## Exercise prompt
Reproduce exactly the lines from the one containing "it wasn't picked by update" through the last line of the records below, both included, and nothing else.

Top of Input

PR #524, opened 2016-05-30
fix(dictionaries): add loading indicator when editing dict

petrjasek:
it can take some time when dictionary gets bigger, so adding
loading indicator. plus optimizing search trie generator.

SD-4548


akintolga:
:+1:

sjunaid:
:+1:

PR #528, opened 2016-05-31
fix(search): search provider radio button disappearing

petrjasek:
it was reseting list of search providers without fetching it again,
now it's set only once.

SD-4496


akintolga:
:+1:

sjunaid:
:+1:

PR #530, opened 2016-05-31
feat(desk): add content profiles setting to desk

petrjasek:
you can pick what content profiles will be available on desk
and what will be set as profile when an item is ingested

SD-4569


petrjasek:
requires https://github.com/superdesk/superdesk-core/pull/394

akintolga:
:+1:

PR #532, opened 2016-05-31
Fixed metadata dropdown

Aca-jov:


ioanpocol:
:+1:

scripts/superdesk/directives/sdTypeahead.js
```diff
@@ -67,6 +67,11 @@
                             $scope.hide = true;
                             $scope.focused = false;
                             $scope.select({item: item});
+                            $scope.active = null;
+                            $scope.term = null;
+                            if (item) {
+                                $document.triggerHandler('click');
```
petrjasek: what does it do?

Aca-jov: Previous when you click on some item, or press enter, active element remained there (wasn't reset) so if we remove that item and then press enter to open dropdown it will add previously selected item although we just pressed enter to open dropdown.

`$scope.term=null` resets search, so on next open of dropdown it will be emtpy.

And third part when you open dropdown, type something  and press enter, it wasn't closing dropdown. I tried, but couldn't resolve it different, it's a bit tricky..

petrjasek: yep it is, maybe can you add a comment there?

akintolga:
:+1:

scripts/superdesk/ui/ui.js
```diff
@@ -423,6 +423,13 @@
                                 }
                             });
 
+                            inputField.on('keydown', function(event) {
```
petrjasek: you will have to unregister this handler manually, otherwise it will leak memory.
with `scope.$on('$destroy', ...)`

Aca-jov: Y, totally forgot... I added it.

pavlovicnemanja:
:+1:

petrjasek:
:+1:

PR #536, opened 2016-06-01
fix(multiedit): use item schema for editor

petrjasek:
it was missing the info about schema and editor for each item.
plus adding a locked indicator - red border like in lists

SD-4560 SD-4562


akintolga:
:+1:

mdhaman:
:+1:

PR #539, opened 2016-06-02
[SD-4565] - Filtering subscribers as 'targetable by users'

akintolga:
Too many subscribers (as we have in pre-production) make it difficult to use resend or target subscriber collections:

- Subscribers `is_targetable` field set as `false` won't be listed in the target subscribers and resend selections.
- If the field is not set or true then the subscriber will be listed.


akintolga:
Depends on https://github.com/superdesk/superdesk-core/pull/402

mdhaman:
:+1:

petrjasek:
:+1:

PR #544, opened 2016-06-06
SD-3487 As a user I want to be able to use a template in several desks

mugurrus:


mugurrus:
Created another one from a different branch

PR #547, opened 2016-06-06
fix(desks): only show profiles settings if there are any

petrjasek:
in case there are no active profiles hide the labels

SD-4569


ioanpocol:
:+1:

akintolga:
:+1:

PR #548, opened 2016-06-06
fix(profiles): use label from profile instead of its id

petrjasek:
sometimes those ObjectIds can be hard to remember.


akintolga:
:+1:

ioanpocol:
:+1:

PR #549, opened 2016-06-06
fix(desks): save changed done to content_profiles

petrjasek:
it was only working for the first time, but later
because it was only making changes in existing dict
it wasn't picked by update

SD-4660


ioanpocol:
:+1:

akintolga:
:+1:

Bottom of Input

## Completed task
it wasn't picked by update

SD-4660


ioanpocol:
:+1:

akintolga:
:+1:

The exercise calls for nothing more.